5D Mark II, Canon 16-35 f/2.8L II, Canon 35mm f/1.4L, Zeiss MP50 f/2, Canon 85 f/1.2L II, Canon 70-200 f/2.8L II


----------



## JR (Jan 12, 2012)

I dont have any experience with the Zeiss 50, but I am quite happy with the 50mm 1.2L from Canon. Its AF is fast and it is a killer lens for portrait and color rendition. Do you have a few sample shots using your Zeiss 50 you could share?

If your main goal is to add AF, the 50 1.4 might be another option, at smaller aperture it can actually be sharper then the 50 1.2 in the corner, however I still prefer the 50 1.2 overall. more then 50% of all my pictures are taken with that lens.


----------



## myocyte (Jan 12, 2012)

Here are some miscellaneous pictures I took from a recent vacation.


----------



## branden (Jan 12, 2012)

I'm in the same spot -- have the Zeiss 2/50 makro-planar, but sometimes I just need auto-focus (usually around children). 

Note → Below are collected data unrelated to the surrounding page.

PR #14416, opened 2026-03-12
feature: reuse skill-scoped managed network proxies for skill scripts

celia-oai:
## Summary
This follows up the managed-network override work for skills by wiring those overrides into shell execution. Before this change, skill scripts still reused the session-level managed network proxy, so per-skill allow/deny domain overrides were not applied through a dedicated proxy.

- add `NetworkProxySpec` helpers to apply `managed_network_override` settings and derive a normalized cache key so equivalent specs reuse the same proxy
- introduce a shared `SkillNetworkProxyCache` in session services and thread it through session and subagent construction
- update unix escalation to resolve the owning skill for a script, start or reuse the matching shared proxy, and fall back to the session proxy when no skill override applies
- add unit coverage for partial override replacement and normalized cache-key reuse

Related:
- Follow-up to #14522

## Testing
tested with a skill that executes `fetch_example.sh` which fetches from www.example.com.

### case 1
with the following skill permission:
```
permissions:
  network:
    enabled: true
```

result:
```
"aggregatedOutput": "\nHTTP_STATUS:000\ncurl: (56) CONNECT tunnel failed, response 403\n",
```
That's because the program uses the allowed_domain of the default network proxy and `www.example.com` is not in the allowed_domain.

### case 2
with the following permission:
```
permissions:
  network:
    enabled: true
    allowed_domains:
      - "www.example.com"
```

result:
```
<       "aggregatedOutput": "pyenv: cannot rehash: /Users/celia/.pyenv/shims isn't writable\n<!doctype html><html lang=\"en\"><head><title>Example Domain</title><meta name=\"viewport\" content=\"width=device-width, initial-scale=1\"><style>body{background:#eee;width:60vw;margin:15vh auto;font-family:system-ui,sans-serif}h1{font-size:1.5em}div{opacity:0.8}a:link,a:visited{color:#348}</style></head><body><div><h1>Example Domain</h1><p>This domain is for use in documentation examples without needing permission. Avoid use in operations.</p><p><a href=\"https://iana.org/domains/example\">Learn more</a></p></div></body></html>\n\nHTTP_STATUS:200\n",
```
fetched the website correctly.

### DIFF
--- a/codex-rs/core/src/codex_tests.rs
+++ b/codex-rs/core/src/codex_tests.rs
@@ -44,6 +44,7 @@ use crate::protocol::UserMessageEvent;
 use crate::rollout::policy::EventPersistenceMode;
 use crate::rollout::recorder::RolloutRecorder;
 use crate::rollout::recorder::RolloutRecorderParams;
+use crate::skill_network_proxy_cache::SkillNetworkProxyCache;
 use crate::state::TaskKind;
 use crate::tasks::SessionTask;
 use crate::tasks::SessionTaskContext;
@@ -2373,7 +2374,7 @@ async fn session_new_fails_when_zsh_fork_enabled_without_zsh_path() {
         plugins_manager,
         mcp_manager,
         Arc::new(FileWatcher::noop()),
-        Arc::new(crate::skill_network_proxy_cache::SkillNetworkProxyCache::new()),
+        Arc::new(SkillNetworkProxyCache::new()),
         AgentControl::default(),
     )
     .await;
@@ -2504,11 +2505,10 @@ pub(crate) async fn make_session_and_context() -> (Session, TurnContext) {
         mcp_manager,
         file_watcher,
         agent_control,
+        #[cfg(unix)]
         network_proxy_spec: None,
         network_proxy: None,
-        skill_network_proxy_cache: Arc::new(
-            crate::skill_network_proxy_cache::SkillNetworkProxyCache::new(),
-        ),
+        skill_network_proxy_cache: Arc::new(SkillNetworkProxyCache::new()),
         network_approval: Arc::clone(&network_approval),
         state_db: None,
         model_client: ModelClient::new(
@@ -3302,11 +3302,10 @@ pub(crate) async fn make_session_and_context_with_dynamic_tools_and_rx(
         mcp_manager,
         file_watcher,
         agent_control,
+        #[cfg(unix)]
         network_proxy_spec: None,
         network_proxy: None,
-        skill_network_proxy_cache: Arc::new(
-            crate::skill_network_proxy_cache::SkillNetworkProxyCache::new(),
-        ),
+        skill_network_proxy_cache: Arc::new(SkillNetworkProxyCache::new()),
         network_approval: Arc::clone(&network_approval),
         state_db: None,
         model_client: ModelClient::new(
--- a/codex-rs/core/src/codex_tests.rs
+++ b/codex-rs/core/src/codex_tests.rs
@@ -2373,6 +2373,7 @@ async fn session_new_fails_when_zsh_fork_enabled_without_zsh_path() {
         plugins_manager,
         mcp_manager,
         Arc::new(FileWatcher::noop()),
+        Arc::new(crate::skill_network_proxy_cache::SkillNetworkProxyCache::new()),
         AgentControl::default(),
     )
     .await;
@@ -2503,7 +2504,11 @@ pub(crate) async fn make_session_and_context() -> (Session, TurnContext) {
         mcp_manager,
         file_watcher,
         agent_control,
+        network_proxy_spec: None,
         network_proxy: None,
+        skill_network_proxy_cache: Arc::new(
+            crate::skill_network_proxy_cache::SkillNetworkProxyCache::new(),
+        ),
         network_approval: Arc::clone(&network_approval),
         state_db: None,
         model_client: ModelClient::new(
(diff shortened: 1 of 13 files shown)


codex-rs/core/src/config/network_proxy_spec.rs
```diff
@@ -84,6 +88,35 @@ impl NetworkProxySpec {
         self.config.network.enable_socks5
     }
 
+    #[cfg_attr(not(unix), allow(dead_code))]
```
bolinfest: Can we use `#[cfg(unix)]` instead for these methods?

codex-rs/core/src/config/network_proxy_spec.rs
```diff
@@ -84,6 +88,35 @@ impl NetworkProxySpec {
...
+    pub(crate) fn with_skill_managed_network_override(
+        &self,
+        managed_network_override: &SkillManagedNetworkOverride,
+    ) -> Self {
+        let mut spec = self.clone();
+        if let Some(allowed_domains) = managed_network_override.allowed_domains.as_ref() {
+            spec.config.network.allowed_domains = allowed_domains.clone();
```
bolinfest, line 100: This is why we really need this to be a map rather than a list.

codex-rs/core/src/config/network_proxy_spec.rs
```diff
@@ -20,6 +21,9 @@ use codex_protocol::protocol::SandboxPolicy;
 use std::collections::HashSet;
 use std::sync::Arc;
 
+#[derive(Debug, Clone, PartialEq, Eq, Hash)]
+pub(crate) struct SkillNetworkProxyKey(String);
```
bolinfest, line 27: Why not just use a regular struct for this and rely on `#[derive(Eq, Hash)]`? Though you will need a constructor like `shared_skill_proxy_key()` that ensures the fields are sorted when this is constructed.

Or if you want to distill it down to a single value, why not use `sha2::Digest` instead of an arbitrarily long `String`?

codex-rs/core/src/tools/runtimes/shell/unix_escalation.rs
```diff
@@ -846,6 +830,7 @@ fn commands_for_intercepted_exec_policy(
 }
 
 struct CoreShellCommandExecutor {
+    session: Option<Arc<crate::codex::Session>>,
```
bolinfest, line 833: When is this `None`?

codex-rs/core/src/tools/runtimes/shell/unix_escalation_tests.rs
```diff
@@ -651,6 +651,7 @@ host_executable(name = "git", paths = ["{allowed_git_literal}"])
 async fn prepare_escalated_exec_turn_default_preserves_macos_seatbelt_extensions() {
     let cwd = AbsolutePathBuf::from_absolute_path(std::env::temp_dir()).unwrap();
     let executor = CoreShellCommandExecutor {
+        session: None,
```
bolinfest, line 654: If it's only `None` in tests, then ideally we would use a dummy `Session` or something so the business logic doesn't have to deal with the `None` case.

codex-rs/core/src/tools/runtimes/shell/unix_escalation.rs
```diff
@@ -1075,6 +1068,26 @@ impl CoreShellCommandExecutor {
...
+        let Some(session) = self.session.as_ref() else {
+            return Ok(self.network.clone());
+        };
+        let Some(skill) =
+            find_skill_for_program(session.as_ref(), self.sandbox_policy_cwd.as_path(), program)
+                .await
+        else {
+            return Ok(self.network.clone());
+        };
+        if let Some(network) = session.get_or_start_skill_network_proxy(&skill).await? {
```
bolinfest, line 1085: I think you can collapse these `if`s such that `Ok(self.network.clone())` only appears once?

codex-rs/core/src/codex_tests.rs
```diff
@@ -2373,6 +2373,7 @@ async fn session_new_fails_when_zsh_fork_enabled_without_zsh_path() {
         plugins_manager,
         mcp_manager,
         Arc::new(FileWatcher::noop()),
+        Arc::new(crate::skill_network_proxy_cache::SkillNetworkProxyCache::new()),
```
bolinfest: I would import `SkillNetworkProxyCache` at the top?

codex-rs/core/src/skill_network_proxy_cache.rs
```diff
@@ -0,0 +1,38 @@
+use crate::config::SkillNetworkProxyKey;
+use crate::config::StartedNetworkProxy;
+use std::collections::HashMap;
+use std::future::Future;
+use std::sync::Arc;
+use tokio::sync::Mutex;
+
+#[derive(Default)]
+pub(crate) struct SkillNetworkProxyCache {
+    #[cfg_attr(not(unix), allow(dead_code))]
```
bolinfest: Why shouldn't this be available on Windows? I thought what we have is cross-platform?

codex-rs/core/src/skill_network_proxy_cache.rs
```diff
@@ -0,0 +1,38 @@
...
+    where
+        F: FnOnce() -> Fut,
+        Fut: Future<Output = anyhow::Result<StartedNetworkProxy>>,
+    {
+        let mut proxies = self.proxies.lock().await;
+        if let Some(proxy) = proxies.get(&key) {
+            return Ok(Arc::clone(proxy));
+        }
+
+        let proxy = Arc::new(start().await?);
```
bolinfest, line 40: Can we find a way to represent this so that we do not have to `await` while holding the mutex for `proxies`?

codex-rs/core/src/skill_network_proxy_cache.rs
celia-oai: this is not not available on windows, it's not called because only `unix_escalation` path hits it

PR #14419, opened 2026-03-12
use scopes_supported for OAuth when present on MCP servers

### LINKED ISSUE #8889: codex ignores scopes_supported from OAuth protected resource metadata

codex-cli 0.79.0

Enterprise

_No response_

Darwin 25.2.0 arm64 arm

I am adding my MCP server, which causes codex to trigger OIDC authentication, but the URL does not have `scopes even though my protected resource metadata includes `scopes_supported`

add the MCP Server https://mcp.stage.oort.io
see it triggers authentication without scopes.

add space delimited values of scopes_supported  to a `scope` query parameter in the URL

### Additional information

_No response_

jgershen-oai:
Fixes [#8889](https://github.com/openai/codex/issues/8889).

## Summary
- Discover and use advertised MCP OAuth `scopes_supported` when no explicit or configured scopes are present.
- Apply the same scope precedence across `mcp add`, `mcp login`, skill dependency auto-login, and app-server MCP OAuth login.
- Keep discovered scopes ephemeral and non-persistent.
- Retry once without scopes for CLI and skill auto-login flows if the OAuth provider rejects discovered scopes.

## Motivation
Some MCP servers advertise the scopes they expect clients to request during OAuth, but Codex was ignoring that metadata and typically starting OAuth with no scopes unless the user manually passed `--scopes` or configured `server.scopes`.

That made compliant MCP servers harder to use out of the box and is the behavior described in [#8889](https://github.com/openai/codex/issues/8889).

This change also brings our behavior in line with the MCP authorization spec's scope selection guidance:
https://modelcontextprotocol.io/specification/2025-11-25/basic/authorization#scope-selection-strategy

## Behavior
Scope selection now follows this order everywhere:
1. Explicit request scopes / CLI `--scopes`
2. Configured `server.scopes`
3. Discovered `scopes_supported`
4. Legacy empty-scope behavior

Compatibility notes:
- Existing working setups keep the same behavior because explicit and configured scopes still win.
- Discovered scopes are never written back into config or token storage.
- If discovery is missing, malformed, or empty, behavior falls back to the previous empty-scope path.
- App-server login gets the same precedence rules, but does not add a transparent retry path in this change.

## Implementation
- Extend streamable HTTP OAuth discovery to parse and normalize `scopes_supported`.
- Add a shared MCP scope resolver in `core` so all login entrypoints use the same precedence rules.
- Preserve provider callback errors from the OAuth flow so CLI/skill flows can safely distinguish provider rejections from other failures.
- Reuse discovered scopes from the existing OAuth support check where possible instead of persisting new config.


jgershen-oai:

codex-rs/cli/src/mcp_cmd.rs
```diff
@@ -183,6 +187,51 @@ impl McpCli {
     }
 }
 
+#[allow(clippy::too_many_arguments)]
+async fn perform_oauth_login_with_legacy_retry(
```
gpeal: The name legacy retry is pretty unclear here. Should it be `perform_oauth_login_retry_without_scopes` or something? Why is it necessary to have that fallback? Docs would be helpful, I think

jgershen-oai: I wanted to keep the fallback to no-scope auth since that's how it works today, and I don't want this to be a breaking change for anyone. Good call on the name; added some docs

gpeal (approved):

PR #14426, opened 2026-03-12
Decouple request permissions feature and tool

mousseau-oai:
Update behavior so that `reject { request_permissions: true, ... }` rejects the `request_permissions` tool and that `reject { sandbox_approval: true, ... }` rejects `with_additional_permissions`.


dylan-hurd-oai (approved):
Thanks for the rev!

I hemmed and hawed and ended up getting the nifty fifty. For $100, it's about the same price as a filter for the Zeiss, and it's tiny and practically weightless, so I don't have gear bloat. 

I already had a great 50, so why bother wasting money on another top-of-the-line 50?


----------



## willrobb (Jan 12, 2012)

I have to say I really love my 50mm f1.2L as well. It's got good AF (I can't say it's amazing compared to other L lenses, but at f1.2 you can't ask for much more), it's built like a tank, weather proofed and the IQ is great...seriously great.

Again, here are some pics with it.


----------



## willrobb (Jan 12, 2012)

Also, from a previous posting on another thread, a few people were saying that the Sigma 50mm f1.4 is a pretty good lens. Some people say it's better than the canon 50mm f1.4, also not too far off the canon 50mm f1.2L, some even say it's better than the canon 50mm f1.2L. I think it's all very personal in what you are looking for in a lens, but if the Sigma is as good as they say it is, for the price tag it might be a good addition if you already have the 50mm Zeiss?


----------



## D.Sim (Jan 12, 2012)

Cheap alternative: Nifty Fifty.
Slightly faster, I'd go with the Sigma 1.4 over the Canon 1.4, unless Canon updates that lens (PLEASE!)...
If you can afford it though, the L is pretty awesome, can't say much about 1.2 other than... well... 1.2
These lenses all have the speed advantage over the Zeiss, and also AF...


----------



## JR (Jan 12, 2012)

myocyte said:


> Here are some miscellaneous pictures I took from a recent vacation.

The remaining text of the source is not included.